June is National Homeownership Month. The usual coverage is aimed at first-time buyers. This post is for the investors who help make those stories possible. A look at where homeownership stands in 2026, how the path to ownership has shifted over the last few decades, and why the real estate investors AHL funds play a bigger role in the housing market than most headlines give them credit for.

What Is National Homeownership Month?

Every June, housing advocates, government agencies, and lenders across the country observe National Homeownership Month. For most of the industry it is an opportunity to put out content about the benefits of owning a home. For AHL, it is a chance to talk about something the usual coverage skips entirely: the investors who help make homeownership possible for everyone else.

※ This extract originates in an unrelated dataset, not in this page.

PR #338, opened 2014-12-24
Implemented SA1409 RemoveUnnecessaryCode

### LINKED ISSUE #98: SA1409: RemoveUnnecessaryCode
http://www.stylecop.com/docs/SA1409.html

But before we get into that, it helps to understand where the observance came from and why it still carries weight.

A Brief History

National Homeownership Month traces back to 1995, when President Clinton established National Homeownership Week as part of a broader federal initiative to expand access to homeownership across the country. The effort was tied to HUD’s National Homeownership Strategy, which set a goal of achieving the highest homeownership rate in American history by the end of the decade. In 2002, President George W. Bush expanded the observance from a week to a full month.

Today, HUD and the National Association of Realtors lead the annual observance with resources, toolkits, and campaigns centered on housing access, financial literacy, and affordability. The goal has not changed much since 1995. The market, however, has changed dramatically.

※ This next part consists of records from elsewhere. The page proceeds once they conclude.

PR #341, opened 2014-12-27
Fixed SA1000 is reported for constructor constraints

### LINKED ISSUE #340: SA1000: Generic constraint new()
Currently SA1000 is reporting a diagnostic for this:
```csharp
public void Foo<T>() where T : IInterface, new()
{
    // ...
}
```
SA1000 is reporting, that new has to be followed by a space. If you add this space (new ()), then you get a SA1008. So there is currently no way to get a generic ctor constraint without violating a rule.

pdelvo:
Fixes #340

### DIFF
--- a/StyleCop.Analyzers/StyleCop.Analyzers/SpacingRules/SA1008OpeningParenthesisMustBeSpacedCorrectly.cs
+++ b/StyleCop.Analyzers/StyleCop.Analyzers/SpacingRules/SA1008OpeningParenthesisMustBeSpacedCorrectly.cs
@@ -94,66 +94,70 @@
                 precededBySpace = precedingToken.HasTrailingTrivia;
                 switch (precedingToken.CSharpKind())
                 {
-                case SyntaxKind.AwaitKeyword:
-                case SyntaxKind.CaseKeyword:
-                case SyntaxKind.CatchKeyword:
-                case SyntaxKind.FixedKeyword:
-                case SyntaxKind.ForKeyword:
-                case SyntaxKind.ForEachKeyword:
-                //case SyntaxKind.FromKeyword: // ?
-                case SyntaxKind.GroupKeyword: // ?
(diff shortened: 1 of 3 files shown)


StyleCop.Analyzers/StyleCop.Analyzers/SpacingRules/SA1008OpeningParenthesisMustBeSpacedCorrectly.cs
```diff
@@ -94,66 +94,70 @@ private void HandleOpenParenToken(SyntaxTreeAnalysisContext context, SyntaxToken
...
-                    {
+                    case SyntaxKind.EqualsGreaterThanToken: // lambda containing a cast
+                    case SyntaxKind.CommaToken:
                         allowLeadingNoSpace = false;
                         allowLeadingSpace = true;
                         break;
-                    }
-                    else
-                    {
+                    case SyntaxKind.NewKeyword:
```
sharwell: This entire case statement case be removed by adding `case SyntaxKind.NewKeyword:` after one of the following (and removing the contents of this case), depending on the desired behavior. See the comment on the pull request for more information.

* After `case SyntaxKind.LockKeyword:`, if the desired spacing is `new ()`
* After `case SyntaxKind.DefaultKeyword:` if the desired spacing is `new()`

sharwell:
As of commit e025fe2, this is implemented so the desired spacing is `new ()`. I believe the spacing users expect is `new()`, despite the manner in which StyleCop documents the SA1000 rule (and indicated by StyleCop ignoring this keyword altogether).

sharwell:
@pdelvo I squashed your commits into a single commit which addresses #340 by disabling the diagnostics. I then added an additional commit to re-enable only SA1000 in this case and not allow a space between `new` and `()` for a default constructor constraint (with several additional tests).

Why It Still Matters in 2026

The homeownership rate in Q1 2026 sits at 65.3% according to the Census Bureau, roughly where it has been for the better part of the last decade. On the surface that number looks stable. Underneath it, the picture is more complicated. The rate peaked at 69.2% in 2004, dropped sharply after the financial crisis, and has never fully recovered. Housing affordability has now become a midterm election issue. The gap between who can afford to own and who cannot has not been this wide in decades.

That is the context National Homeownership Month exists inside of in 2026. It is not just a celebration. It is a measuring stick.

 

Homeownership Rate in the United States, 1965–2026

Current Rate (Q1 2026)

65.3%

All-Time Peak (2004)

69.2%

Post-Crisis Low (2016)

62.9%


Homeownership in 2026 Is Not What It Used to Be

Here is a number that tells the whole story in a single data point. In 1981, the median age of a first-time homebuyer in the United States was 29 years old. In 2026, the National Association of Realtors puts that number at 40. That is an 11-year shift across one generation and the highest median age on record since NAR began tracking it.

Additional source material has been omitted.